The Great Feast of Easter

Happy Easter to you all. 

Mostly the great feast part is spiritual, but some take a lot of pleasure in physical feasting as well. We will be having ham and homemade bread, as well as hard cheese and baked eggs. [UPDATE: I added those Oregon Trail beans, which are as advertised very good.] It's not in my house that much of a physical feast, not like Christmas (or even Thanksgiving, which is only a physical feast). It's relatively simple but traditional food. 

By the way, if any of you have heard of the alleged Anglo-Saxon traditions of Ostara, mentioned once by the Venerable Bede as an early pagan goddess, here is a young lady who wants to disabuse everyone of that story. If you like myth debunking -- which I don't, always -- that's really her thing and you might enjoy her other videos.

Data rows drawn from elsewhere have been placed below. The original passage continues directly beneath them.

PR #4206, opened 2020-09-22
adding cron job entries to kill celery tasks after 36h

prem-fissionhq:
Celery tasks
- soft kill > 36h
- kill immediately > 46h. 

Increased previous release folders retention period to 48 hours by default.

### DIFF
--- a/src/commcare_cloud/ansible/deploy_commcarehq.yml
+++ b/src/commcare_cloud/ansible/deploy_commcarehq.yml
@@ -139,4 +139,3 @@
   tasks:
     - include_tasks: roles/commcarehq/tasks/celery_cron.yml
   tags: services
-  
--- a/src/commcare_cloud/ansible/deploy_commcarehq.yml
+++ b/src/commcare_cloud/ansible/deploy_commcarehq.yml
@@ -133,3 +133,10 @@
       with_items: "{{ contents.stdout_lines }}"
       when: item not in supervisor_files|sum(start=[])
   tags: services
+
+- name: Celery tasks cleanup Cron job
+  hosts: celery
+  tasks:
+    - include_tasks: roles/commcarehq/tasks/celery_cron.yml
+  tags: services
+  
--- a/src/commcare_cloud/ansible/roles/commcarehq/tasks/celery_cron.yml
+++ b/src/commcare_cloud/ansible/roles/commcarehq/tasks/celery_cron.yml
@@ -1,0 +1,27 @@
+# To remove celery tasks that are running for more than 36 hours.
+#
+- name: Celery cron jobs for soft kill tasks running from last 36h
+  become: true
+  cron:
+    name: "Sending SIGTERM to celery processes running morethan 36h"
+    job: "kill -15 $(ps -eo comm,pid,etimes | awk '/celeryd:/ {if ($4 > 129599) { print $3 }}')"
+    minute: 15
+    hour: "*"
+    weekday: "0,1,2,3,4,5,6"
+    user: root
+    cron_file: celery_sigterm
+  tags:
+    - cron
+
+- name: Cron job to Kill Celery tasks running from last 46h
+  become: true
+  cron:
+    name: "Sending SIGTERM to celery processes running morethan 46h"
+    job: "kill -9 $(ps -eo comm,pid,etimes | awk '/celeryd:/ {if ($4 > 165599) { print $3 }}')"
+    minute: 0
+    hour: "*"
+    weekday: "0,1,2,3,4,5,6"
+    user: root
+    cron_file: celery_sigkill
+  tags:
+    - cron
--- a/src/commcare_cloud/ansible/roles/commcarehq/tasks/celery_cron.yml
+++ b/src/commcare_cloud/ansible/roles/commcarehq/tasks/celery_cron.yml
@@ -4,7 +4,7 @@
   become: true
   cron:
     name: "Sending SIGTERM to celery processes running morethan 36h"
-    job: "kill -15 $(ps -eo comm,pid,etimes | awk '/celeryd:/ {if ($4 > 129599) { print $3 }}')"
+    job: "kill -15 $(ps -eo comm,pid,etimes | awk '/celeryd:/ {if ($4 > 36*60*60) { print $3 }}')"
     minute: 15
     hour: "*"
     weekday: "0,1,2,3,4,5,6"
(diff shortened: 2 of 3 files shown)


prem-fissionhq:
@dannyroberts please review and let me know if you have any suggestions or improvements required on this. 
I tested the cron job entries on staging celery3 server and it worked fine. Please let me know if you see any issues. thanks.

src/commcare_cloud/ansible/deploy_commcarehq.yml
```diff
@@ -133,3 +133,10 @@
       with_items: "{{ contents.stdout_lines }}"
       when: item not in supervisor_files|sum(start=[])
   tags: services
+
+- name: Celery tasks cleanup Cron job
+  hosts: celery
+  tasks:
+    - include_tasks: roles/commcarehq/tasks/celery_cron.yml
+  tags: services
+
```
dannyroberts, line 142: Nitpick: looks like there's trailing whitespace on this line (two spaces?)

dannyroberts (commented):
This looks great. I had a couple small comments but happy to see the test worked and that the solution has a fairly small footprint!

src/commcare_cloud/ansible/roles/commcarehq/tasks/celery_cron.yml
```diff
@@ -0,0 +1,27 @@
+# To remove celery tasks that are running for more than 36 hours.
+#
+- name: Celery cron jobs for soft kill tasks running from last 36h
+  become: true
+  cron:
+    name: "Sending SIGTERM to celery processes running morethan 36h"
+    job: "kill -15 $(ps -eo comm,pid,etimes | awk '/celeryd:/ {if ($4 > 129599) { print $3 }}')"
```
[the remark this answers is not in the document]
prem-fissionhq: @dannyroberts sure will make that change.

src/commcare_cloud/ansible/deploy_commcarehq.yml
prem-fissionhq: @dannyroberts sure will make that change.

src/commcare_cloud/ansible/deploy_commcarehq.yml
```diff
@@ -133,3 +133,9 @@
       with_items: "{{ contents.stdout_lines }}"
       when: item not in supervisor_files|sum(start=[])
   tags: services
+
+- name: Celery tasks cleanup Cron job
+  hosts: celery
+  tasks:
+    - include_tasks: roles/commcarehq/tasks/celery_cron.yml
+  tags: services
```
dannyroberts, line 141: I missed this in the original comment, but if you can try to set your text editor to end files with a newline.

dannyroberts (approved):

src/commcare_cloud/fab/fabfile.py
```diff
@@ -398,7 +398,7 @@ def setup_release(keep_days=0):
     _setup_release(parse_int_or_exit(keep_days), full_cluster=True)
 
 
-def _setup_release(keep_days=0, full_cluster=True):
+def _setup_release(keep_days=2, full_cluster=True):
```
snopoke, line 401: was this change intentional?

src/commcare_cloud/ansible/roles/commcarehq/tasks/celery_cron.yml
```diff
@@ -0,0 +1,27 @@
...
+    user: root
+    cron_file: celery_sigterm
+  tags:
+    - cron
+
+- name: Cron job to Kill Celery tasks running from last 46h
+  become: true
+  cron:
+    name: "Sending SIGTERM to celery processes running morethan 46h"
+    job: "kill -9 $(ps -eo comm,pid,etimes | awk '/celeryd:/ {if ($4 > 46*60*60) { print $3 }}')"
```
snopoke, line 20: can we make these time limits configurable / support disabling these cron jobs?

src/commcare_cloud/fab/fabfile.py
dannyroberts: Yup, this was an important part of the change. The idea was to make sure a celery process cannot outlive the code that underlies it. A bit more motivation in https://dimagi-dev.atlassian.net/browse/SAAS-11324 and the p1 ticket it links to.

src/commcare_cloud/ansible/roles/commcarehq/tasks/celery_cron.yml
dannyroberts: @prem-fissionhq I think that's a good suggestion from Simon. Could you move `46` to a variable called `celery_hours_before_hard_kill` and `36` to a variable called `celery_hours_before_soft_kill`? A value of `None` should cause the cron job to be removed (I think something like `state: "{{ 'present' if celery_hours_before_soft_kill else 'absent' }}` should do it.)

@snopoke I do think this is good default behavior, but I also could see ICDS not wanting to guinea pig it along with us, which would be totally reasonable. @prem-fissionhq let's set the default to None and then use these values (36, 46) for SaaS envs by setting them in the public.yml files. (I know that was a lot; feel free to offline with me)

prem-fissionhq: Sure @dannyroberts. I will make changes accordingly.

snopoke: Just following up to make sure this change is coming

snopoke:
I've noticed that in most cases the cron job is failing because no processes are matching the criteria. It would be good to fix that so we don't keep getting the notification emails (it would be better to only notify if there were some processes killed). I think it would make sense to create a small script that the cron job can call which will only run `kill` if there are any processes to kill and will also notify.

src/commcare_cloud/ansible/roles/commcarehq/tasks/celery_cron.yml
prem-fissionhq: @snopoke yes, working on it.

prem-fissionhq: Updated the files which suggested changes. Creating new PR with the changes.

prem-fissionhq:
@snopoke handled the failure case with the separate script in the new PR. thanks

prem-fissionhq:
New PR: https://github.com/dimagi/commcare-cloud/pull/4245
Please review @snopoke @dannyroberts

James meditates on Judas, the man who made the day possible. 

4 comments:

Anonymous said...

A happy Easter to all in the Hall! Since lamb only arrived yesterday, I stayed with my original menu and had beef stew with Polish mushrooms, and Ukrainian anis-almond bread. There were hot-cross buns for the after-church nibblers while the stew heated.

LittleRed1

Anonymous said...

Judas made the day possible?

- Tom

Grim said...

For a certain sense of the word "possible." Obviously in a different sense God made the world and sustains it in existence; that makes anything possible in a quite different sense of the term. Somebody had to do what Judas did, though; you can't expect God to carry the weight of sinning against himself. Indeed a world in which no one would do such a thing might not need an Easter.

Anonymous said...

Well, yes, in a sense we all made that day possible.

It may well just be me, but I've never thought Judas was all that important. In the historical event, he played one part, along with the Roman soldiers, Pilate, the Jewish leaders, the mob who asked for a murderer to be released instead of Jesus, etc. His tale is more tragic because he betrayed his friends, but his importance overall was small.